## WHAT YOU SHOULD DO
Each record must be reproduced exactly as it is shown.

Source data:
──────────
PR #2684, opened 2026-03-20
Migrate to .slnx

dartasen:
Context: [https://devblogs.microsoft.com/dotnet/introducing-slnx-support-dotnet-cli/](https://devblogs.microsoft.com/dotnet/introducing-slnx-support-dotnet-cli/)

Supported by all the IDE since .NET 9 (slnx was opt-in back then, default on new project since .NET 10)


Coding-Hen (approved):
As long as it doesn't cause lots of issues for current developers who might use older VS Studio instances then I think this makes sense unless it gives us a big advantage switching to this?

dartasen:
.NET 10 isn't supported by older Visual Studios (minimum version is Visual 2026 18.0), We were using .NET 9 for 1.8 version which is minimum VS 2022 17.12. If there's active developers that do not meet those requirements, I'll be glad to hear from them (as there's no apparent good reasons to not be up to date)

Measurity (approved):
──────────
## OUTPUT OF THE TASK
PR #2684, opened 2026-03-20
Migrate to .slnx

dartasen:
Context: [https://devblogs.microsoft.com/dotnet/introducing-slnx-support-dotnet-cli/](https://devblogs.microsoft.com/dotnet/introducing-slnx-support-dotnet-cli/)

Supported by all the IDE since .NET 9 (slnx was opt-in back then, default on new project since .NET 10)


Coding-Hen (approved):
As long as it doesn't cause lots of issues for current developers who might use older VS Studio instances then I think this makes sense unless it gives us a big advantage switching to this?

dartasen:
.NET 10 isn't supported by older Visual Studios (minimum version is Visual 2026 18.0), We were using .NET 9 for 1.8 version which is minimum VS 2022 17.12. If there's active developers that do not meet those requirements, I'll be glad to hear from them (as there's no apparent good reasons to not be up to date)

Measurity (approved):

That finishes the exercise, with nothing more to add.